A deep moan rattled through the air. The floor trembled beneath my feet, my vision blotched by the sudden absence of the essence light. Donor turned in confusion as cracks spiraled from the shattered floor medallion. The walls twisted on their moorings, shattering the long ranks of windows. I stumbled, ducking to avoid shards of glass. Winds blew from every direction as the hall was exposed to the outside. An electric static ran through the air.
“The shield dome’s down!” someone shouted.
It wasn’t true. I forced myself to stand. I sensed that the dome had weakened, but it remained. The release of the faith stone had damaged it somehow. A ripple ran through the floor, and a fissure opened as I struggled to Briallen’s side.

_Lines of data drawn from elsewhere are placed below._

PR #718, opened 2024-09-25
Release Rust crates

ia0:


reyammer (approved):

ia0:
Need to fix MacOS.

ia0:
MacOS "fix" coming in #719. Not sure what's the default in ONNX, but seems like we need to set some value.

reyammer:
Note that the checks didn't pick up yet the new gh actions workflow that actually builds & test the package. Can we re-trigger all the workflows?

ia0:
> Note that the checks didn't pick up yet the new gh actions workflow that actually builds & test the package. Can we re-trigger all the workflows?

The new workflow doesn't trigger when only rust files are touched, so it's working as intended. Why do you want the workflow to run? Maybe removing the paths restriction would be better?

“MacGoren’s blinded. We have to get him out of here,” she shouted above the howling of the wind. Briallen hardened her body shield around her and macGoren. With a screech, the sky bridge separated from its moorings, splitting open to the outside. The floor canted down, and I grabbed Briallen as she lost her footing. We struggled to hold macGoren, pulling up as the floor sloped away from the main part of the building. With a gut-wrenching lurch, the floor gave way. I sailed through the air and landed hard on a fractured ledge outside the building.
Above me, the sky bridge remained attached to the opposite tower by thin cabling, but moved in a slow swing away from the main portion of the Guildhouse. On the tower side of the gap, Briallen struggled to hold an unconscious macGoren from sliding off the bridge. She secured him against a fallen column.

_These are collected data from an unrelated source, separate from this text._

Issue #724, opened 2024-09-25
Add gh workflow to build python packages for all platforms and publish as artifacts


reyammer:
Steps:
- [x] Disable maturin workflow via github UI; we build via `./python/script/build_python_package.py`
- [x] Disable running python-related workflows when we tag a new version of rust
- [x] Create a new workflow that builds & publish python package artifacts to github when we tag a python version
- [x] Once we are done porting the maturin workflow to our setup, delete the maturin workflow

@ia0, am I missing anything?

ia0:
> * [ ]  Disable running python-related workflows when we tag a new version of rust

Should theoretically not be needed since the tag name won't match those workflows AFAICT. We tag rust as `rust-v*`.

LGTM otherwise.

PR #728, opened 2024-09-26
gh action: build python packages for different archs

reyammer:
Closes: #724.

Build wheels/tarball for linux, windows, and mac. Then, upload the files as artifacts.


.github/workflows/python-build-and-upload-packages.yml
```diff
@@ -0,0 +1,63 @@
...
+        working-directory: python
+        run: uv sync --all-extras --dev
+
+      - name: Build the python package
+        working-directory: python
+        run: uv run ./scripts/build_python_package.py
+
+      - name: List wheels
+        working-directory: python
+        run: python -c "import os; print('\n'.join(os.listdir('dist')))"
```
ia0, line 57: It seems like we create the source wheel for all runners, thus using 3 times more space as needed. Is there a way to use `uv build` to only build either the source or binary package? We could then have 4 configs in the matrix: linux, macos, windows, source. And build 4 artifacts that we can unzip in the same directory without overwriting a tar-ball with a similar tar-ball.

.github/workflows/python-build-and-upload-packages.yml
```diff
@@ -0,0 +1,63 @@
...
+
+on:
+  push:
+    branches:
+      - 'main'
+    tags:
+      - 'python-v*'
+  pull_request:
+    # In theory we wouldn't need to create artifacts for each PR, but this makes
+    # it much easier to test this workflow and there are no big cons.
```
ia0, line 11: If the goal was only testing within this PR, then it's also possible to just comment `pull_request` before merging.

ia0 (dismissed):

.github/workflows/python-build-and-upload-packages.yml
reyammer: true. instead of making the build python package script more complicated, for now I modified the workflow to upload the tarball only for linux. This has also the advantage of having 3 runners instead of 4. it's not ideal on some aspects, I propose to fix later if needed.

.github/workflows/python-build-and-upload-packages.yml
reyammer: agreed. updated the comment to reflect this. and will comment that part before merging.

.github/workflows/python-build-and-upload-packages.yml
ia0: That's also a good solution. I don't think we need to improve it.

ia0 (approved):
Will reapprove again once the `pull_request` trigger is commented.

reyammer:
FYI: the maturin workflow was using the wrong syntax for `if`; with that syntax, the`if` always evaluates to `true`, leading to problems. Diff: https://github.com/google/magika/compare/6a9ac7bdb94363e66b2cbb0f10df973bfd044762..cc90211e0397a2d6699ca6fdedcc570abeb75a43

Should be good to go now.

reyammer:
Just realized I need to comment out the full pull_request block, not just the content...

ia0 (approved):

“Don’t move. I’ll come get you,” she shouted down to me.
A cloud of essence blossomed around her as she rose in the air. Another shudder ran through the building, and macGoren slipped from the column toward the broken edge of the bridge. Briallen hesitated, then settled back to pull him to safety. The thick tower in front of me swayed. “Get macGoren out of here. I’ll be fine.”
We’re thirty floors up, she sent.
“I don’t care about macGoren. You do. Get him out of here. I’m going after them,” I shouted against the wind.
Briallen stared toward the sky. Guild agents whirled in confusion around the damaged bridge. Another chunk crumbled, plunging through a roof below, which collapsed inward and pulled a section of turrets with it. The center of the hall bridge fell away, smashing into the main building. “You can’t stand up to the Elven King,” Briallen said.
The dark mass pressed against the inside of my skull, and I relaxed against it. It pierced my eye with searing pain. I coaxed it into dark ribbons that coiled around me, a trick I’d picked up when I touched Vize in the Tangle. “Watch me.”
The tower shuddered. Briallen stared at me, fear and uncertainty on her face. You can control it, she sent. It wasn’t quite true. I could push it in certain directions, but “control” was an overstatement.
“Stop delaying,” I yelled, and started climbing. The damage gave me plenty of handholds as I pulled myself toward the remains of the Receiving Hall. Black-clad Dananns swooped in overhead. They tumbled back into the sky as emerald essence flashed out from the ledge, a blast of elf-shot more powerful than any I had ever sensed.
I pulled myself over the remains of the overhang. Behind the Guildmaster’s chair, still glamoured as Aldred Core, huddled Donor, with the stone clutched to his chest. His body shield was warping and flashing around him. Vize stood a few feet away, dark shadows slicing the air as they stabbed at the remaining Guild agents.
I could use some help, Grey, Brokke’s voice reverberated in my head.
I craned my neck, searching the debris.
Down here, he sent. I leaned back over the ledge. A dozen feet down, Brokke dangled from a section of broken floor. He had fused his fingers into the stone. The building shook again, and the stone shifted farther down the side.
“Fuse the slab to the building,” I shouted.
Brokke bowed his head against the stone. Been trying. Too much stone.
“Hold on. I’ll get a Danann,” I said.
I scrambled back from the edge. The Receiving Hall was a haze of essence as agents exchanged fire with Donor and Vize. A steady vibration built beneath my feet, and I stumbled again. A burst of essence flashed from the end of the hall. I slipped, rolling back toward the edge.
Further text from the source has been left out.